_Work instruction_. Once you find the line with "to current behavior." in the entries below, return exactly every line from it through the line with "### Validation mode".

_Given data_.
======

PR #1036, opened 2026-09-14
Add opt-in fast sync (32-peer shallow fan-out) and --validation-mode {full,assume-valid,fast}

metaphorics:
## Summary

Adds an opt-in `--fast-sync` (`BITCOIN_RS_FAST_SYNC`, TOML `fast_sync`) that relaxes block-download scheduling, and a separate `--validation-mode` (`BITCOIN_RS_VALIDATION_MODE`, TOML `validation_mode`) that selects which historical script verification may be skipped. The two are independent; both default to current behavior.

### Fast sync

Expressed entirely through the two existing knobs — the `SyncBudget` installed into `DownloadWindow`/`BlockStager`, and the P2P outbound target — so no new scheduler state or peer-eligibility predicate is introduced:

```rust
// crates/p2p/src/download_window.rs
pub const FAST_BLOCKS_IN_TRANSIT_PER_PEER: usize = 8;   // was 16 (Core cap)
pub const FAST_MIN_PEERS_FOR_FANOUT: usize = 2;         // was 8 (full outbound set)
pub const FAST_OUTBOUND_PEER_TARGET: usize = PENDING_BUDGET / FAST_BLOCKS_IN_TRANSIT_PER_PEER; // 32

pub const fn fast_sync_budget() -> SyncBudget {
    SyncBudget { fanout_peer_inflight: FAST_BLOCKS_IN_TRANSIT_PER_PEER,
                 min_peers_for_fanout: FAST_MIN_PEERS_FOR_FANOUT, ..default_sync_budget() }
}
```

"Maximal peers in estimated bandwidth" is read as: connect to exactly as many outbound peers as the download window (`PENDING_BUDGET` blocks / `PENDING_BYTE_BUDGET` estimated bytes in flight) can keep busy at the fast stripe. A `const` assert pins `FAST_OUTBOUND_PEER_TARGET * FAST_BLOCKS_IN_TRANSIT_PER_PEER <= PENDING_BUDGET`. The existing `effective_peer_inflight` still divides the 256-block window across eligible peers, so 8 is a floor reached at 32 peers (two peers get 128 each).

Node wiring (`state/open.rs`): `outbound_active_limit`/`outbound_peer_target`/`outbound_queue_limit` all follow one `outbound_target` (8 or 32); when `config.p2p.fast_sync` is set the freshly built `BlockSync` gets `install_budget(fast_sync_budget())`.

Not relaxed on purpose: inbound peers are still excluded from fan-out (counting them is the recorded under-fill regression), and the single-peer deep fallback remains for `eligible < 2`.

### Validation mode

`ValidationMode { Full, AssumeValid (default), Fast }` lives in `ValidationOverrides`/`ValidationConfig` next to `assume_valid_height` and is carried on `Chainstate` as `validation_mode`. The single decision point is unchanged in shape:

```rust
// Chainstate::scripts_verified_upstream, BlockProvenance::Network arm
ValidationMode::Full        => false,
ValidationMode::AssumeValid => assume_valid_height > 0 && height <= assume_valid_height && gate.trusted(), // as before
ValidationMode::Fast        => { let tree = block_tree.read(); let tip = tree.tip()?;              // one coherent read
                                 height < tip.height && tree.node_at_height_from(tip.tip_id, height) == tree.lookup(block_hash) }
```

`Fast` reuses the existing `block_tree` rather than adding header-tip state; the block must be the node at its height on the header tip's own chain, so blocks on competing branches and the tip block itself always run scripts, and nothing is skipped when no header tip is known. To keep that decision valid through commit, header-tip writers now join the transition protocol: `drain_inbound_headers` and `submitheader` take `Chainstate::lock_transition()` before the `block_tree` write (lock order transition → tree, same as apply), so the header tip cannot move while a connect/window transition is held. Non-script consensus checks (`run_non_script_checks_only`) still run in every mode. `LocalReplay` is unaffected.

CL-14/CL-19/CL-20 gate evidence was not collected: no throughput claim is made, defaults are not promoted, and docs state fast sync is opt-in and unmeasured.

## Verification
- `cargo build --bin bitcoin-rs --no-default-features --features fjall`
- `cargo test -p bitcoin-rs-p2p --no-default-features` (incl. `fast_sync_budget_stripes_window_across_fast_outbound_target`)
- `cargo test -p bitcoin-rs-node --no-default-features --features fjall --lib` (incl. new `scripts_verified_upstream_follows_validation_mode`, which seeds a header chain plus a competing sibling and asserts only the best-chain block is trusted) and `--test config_layered`
- `cargo test -p bitcoin-rs --no-default-features --features fjall` — new `fast_sync_*` and `validation_mode_*` layering tests pass; the two `g20_formal_models` failures are the Apalache binary being absent locally, unrelated to this diff
- `cargo clippy -p bitcoin-rs-p2p -p bitcoin-rs-node -p bitcoin-rs --no-default-features --features fjall --all-targets -- -D warnings -A clippy::duration_suboptimal_units` clean; the allowed lint is pre-existing on `main` in untouched `crates/p2p/src/compact_blocks.rs:44`
- Regtest end-to-end at `f3440465` (two Core 28.1 peers, ~300 blocks): fresh sync succeeds in fast and default modes; fast logs show `eligible=2 fanout_active=true`, default does not fan out at two peers; env/TOML enable and CLI `--fast-sync=false` overrides both. A live-tip stall after fresh sync (`coinbase witness reserved nonce is missing or the wrong size`) reproduces on `main` and is pre-existing.

---
## Summary by cubic
Adds an opt-in fast sync mode that fans block downloads out earlier and across more outbound peers, plus a separate `--validation-mode` flag for skipping historical script verification; the default sync path is unchanged.

- Fast sync enables via `--fast-sync`, `BITCOIN_RS_FAST_SYNC`, or TOML `fast_sync`: 32 outbound peers, fan-out from two eligible peers, 256-block window divided with an 8-block per-peer floor (defaults: 8 peers, 16 blocks per peer).
- `--validation-mode` defaults to `assume-valid` (pinned-anchor gate); `full` runs every script; `fast` skips scripts only for blocks on the best header chain strictly below its tip, so the tip and competing branches always run scripts.
- `fast` holds the chain-transition lock across header admission so the header tip cannot move between the script-skip decision and a block's commit; inbound header batches and `submitheader` take that lock.
- Stall/eviction timeouts and inbound peer handling are unchanged; throughput is unmeasured and docs mark both modes as opt-in.

<sup>Written for commit 5fa6d6848cb33cedf2e2a71c8252a700e72af119. Summary will update on new commits.</sup>

<a href="https://cubic.dev/pr/gosuda/bitcoin-rs/pull/1036?utm_source=github" target="_blank" rel="noopener noreferrer" data-no-image-dialog="true"><picture><source media="(prefers-color-scheme: dark)" srcset="https://www.cubic.dev/buttons/review-in-cubic-dark.svg"><source media="(prefers-color-scheme: light)" srcset="https://www.cubic.dev/buttons/review-in-cubic-light.svg">Review in cubic</picture></a>

Link to Devin session: https://app.devin.ai/sessions/1f624f66ce704471ac717cc333f7cf01
Open in Devin Desktop: https://app.devin.ai/desktop/session/1f624f66ce704471ac717cc333f7cf01?variant=devin
Requested by: @metaphorics


metaphorics:
@devin Touch validation mode. De-strictize flag also.

metaphorics:
@codex review

metaphorics:
@codex review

======

_Task result_.
Adds an opt-in `--fast-sync` (`BITCOIN_RS_FAST_SYNC`, TOML `fast_sync`) that relaxes block-download scheduling, and a separate `--validation-mode` (`BITCOIN_RS_VALIDATION_MODE`, TOML `validation_mode`) that selects which historical script verification may be skipped. The two are independent; both default to current behavior.

### Fast sync

Expressed entirely through the two existing knobs — the `SyncBudget` installed into `DownloadWindow`/`BlockStager`, and the P2P outbound target — so no new scheduler state or peer-eligibility predicate is introduced:

```rust
// crates/p2p/src/download_window.rs
pub const FAST_BLOCKS_IN_TRANSIT_PER_PEER: usize = 8;   // was 16 (Core cap)
pub const FAST_MIN_PEERS_FOR_FANOUT: usize = 2;         // was 8 (full outbound set)
pub const FAST_OUTBOUND_PEER_TARGET: usize = PENDING_BUDGET / FAST_BLOCKS_IN_TRANSIT_PER_PEER; // 32

pub const fn fast_sync_budget() -> SyncBudget {
    SyncBudget { fanout_peer_inflight: FAST_BLOCKS_IN_TRANSIT_PER_PEER,
                 min_peers_for_fanout: FAST_MIN_PEERS_FOR_FANOUT, ..default_sync_budget() }
}
```

"Maximal peers in estimated bandwidth" is read as: connect to exactly as many outbound peers as the download window (`PENDING_BUDGET` blocks / `PENDING_BYTE_BUDGET` estimated bytes in flight) can keep busy at the fast stripe. A `const` assert pins `FAST_OUTBOUND_PEER_TARGET * FAST_BLOCKS_IN_TRANSIT_PER_PEER <= PENDING_BUDGET`. The existing `effective_peer_inflight` still divides the 256-block window across eligible peers, so 8 is a floor reached at 32 peers (two peers get 128 each).

Node wiring (`state/open.rs`): `outbound_active_limit`/`outbound_peer_target`/`outbound_queue_limit` all follow one `outbound_target` (8 or 32); when `config.p2p.fast_sync` is set the freshly built `BlockSync` gets `install_budget(fast_sync_budget())`.

Not relaxed on purpose: inbound peers are still excluded from fan-out (counting them is the recorded under-fill regression), and the single-peer deep fallback remains for `eligible < 2`.

### Validation mode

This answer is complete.